__Exercise details__
Note each line in the data below that holds "Bool", and copy it.

[Collected data entries]
PR #243, opened 2020-02-12
Disable diagnostics for blacklisted document schemes

DavidGoldman:
- Otherwise can lead to confusing duplicated diagnostics in VSCode
  due to its usage of virtual documents for source control diffbases

- sourcekitd does not properly handle virtual files when the
  `-working-directory` flag is passed

### DIFF
--- a/Sources/SourceKit/sourcekitd/SwiftLanguageServer.swift
+++ b/Sources/SourceKit/sourcekitd/SwiftLanguageServer.swift
@@ -37,6 +37,27 @@ fileprivate extension Range {
   }
 }
 
+/// Explicitly blacklisted `DocumentURI` schemes.
+fileprivate let excludedDocumentURISchemes: [String] = [
+  "git",
+  "hg",
+]
+
+/// Returns true if diagnostics should be emitted for the given document.
+///
+/// Some editors  (like Visual Studio Code) use non-file URLs to manage source control diff bases
+/// for the active document, which can lead to duplicate diagnostics in the Problems view.
+/// As a workaround we explicitly blacklist those URIs and don't emit diagnostics for them.
+///
+/// Additionally, as of Xcode 11.4, sourcekitd does not properly handle non-file URLs when
+/// the `-working-directory` argument is passed since it incorrectly applies it to the input
+/// argument but not the internal primary file, leading sourcekitd to believe that the input
+/// file is missing.
+fileprivate func diagnosticsEnabled(for document: DocumentURI) -> Bool {
+  guard let scheme = document.scheme else { return true }
+  return !excludedDocumentURISchemes.contains(scheme)
+}
+
 public final class SwiftLanguageServer: ToolchainLanguageServer {
 
   /// The server's request queue, used to serialize requests and responses to `sourcekitd`.
@@ -79,6 +100,12 @@ public final class SwiftLanguageServer: ToolchainLanguageServer {
     response: SKResponseDictionary,
     for snapshot: DocumentSnapshot)
   {
+    let documentUri = snapshot.document.uri
+    guard diagnosticsEnabled(for: documentUri) else {
+      log("Ignoring diagnostics for blacklisted file \(documentUri.pseudoPath)", level: .debug)
+      return
+    }
+
     let stageUID: sourcekitd_uid_t? = response[sourcekitd.keys.diagnostic_stage]
     let stage = stageUID.flatMap { DiagnosticStage($0, sourcekitd: sourcekitd) } ?? .sema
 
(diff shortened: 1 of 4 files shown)


Sources/SourceKit/sourcekitd/SwiftLanguageServer.swift
```diff
@@ -79,6 +79,20 @@ public final class SwiftLanguageServer: ToolchainLanguageServer {
     response: SKResponseDictionary,
     for snapshot: DocumentSnapshot)
   {
+    // Disable diagnostics for virtual files. Some editors (like Visual Studio Code) use virtual
```
benlangmuir: s/virtual files/non-file URLs/ ? The terminology "virtual file" is highly overloaded and we support various kinds of virtual files.

Sources/SourceKit/sourcekitd/SwiftLanguageServer.swift
```diff
@@ -79,6 +79,20 @@ public final class SwiftLanguageServer: ToolchainLanguageServer {
...
+    // files to manage diff bases for the active document, which can lead to duplicate
+    // diagnostics in the Problems view.
+    //
+    // Additionally, as of Xcode 11.4, sourcekitd does not properly handle virtual files when
```
benlangmuir: Have we got a bug report for this, because we should figure out a real solution for this part.

DavidGoldman: Filed https://bugs.swift.org/browse/SR-12196

Sources/SourceKit/sourcekitd/SwiftLanguageServer.swift
DavidGoldman: Updated, changed to blacklisted

Sources/SourceKit/sourcekitd/SwiftLanguageServer.swift
```diff
@@ -37,6 +37,27 @@ fileprivate extension Range {
   }
 }
 
+/// Explicitly blacklisted `DocumentURI.pseudoPath` prefixes. No diagnostics will be emitted
+/// for these documents.
+fileprivate let documentPathPrefixBlacklist = [
```
benlangmuir: Style: Non-local variables should always have a type annotation.

Sources/SourceKit/sourcekitd/SwiftLanguageServer.swift
```diff
@@ -37,6 +37,27 @@ fileprivate extension Range {
...
+  "git",
+  "hg",
+]
+
+/// Returns true if the document's URL is considered blacklisted. Some editors  (like Visual
+/// Studio Code) use non-file URLs to manage source control diff bases for the active document,
+/// which can lead to duplicate diagnostics in the Problems view. As a workaround we explicitly
+/// blacklist those URIs and don't emit diagnostics for them.
+fileprivate func isDocumentBlacklisted(_ document: DocumentURI) -> Bool {
+  let path = document.pseudoPath
```
benlangmuir: Instead of using string prefixes, how about we expose `scheme: String?` on DocumentURI from the underlying URL? Then we can consistently talk about this as being a list of excluded URI schemes.

Terminology-wise, would it make sense to  say `enableDiagnostics(for:)`, and `excludedDocumentURISchemes`?

Sources/SourceKit/sourcekitd/SwiftLanguageServer.swift
```diff
@@ -79,6 +100,20 @@ public final class SwiftLanguageServer: ToolchainLanguageServer {
     response: SKResponseDictionary,
     for snapshot: DocumentSnapshot)
   {
+    // Disable diagnostics for blacklisted URLs. Some editors (like Visual Studio Code)
```
benlangmuir: Let's fold all the documentation onto the doc-comment string for the function rather than duplicate it here.

Sources/SourceKit/sourcekitd/SwiftLanguageServer.swift
DavidGoldman: Done

Sources/SourceKit/sourcekitd/SwiftLanguageServer.swift
DavidGoldman: Thought about it, makes sense, done

DavidGoldman:
PTAL, added tests

benlangmuir:
@swift-ci please test

benlangmuir:
@swift-ci please test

__Solution to this problem__
+fileprivate func diagnosticsEnabled(for document: DocumentURI) -> Bool {
+fileprivate func isDocumentBlacklisted(_ document: DocumentURI) -> Bool {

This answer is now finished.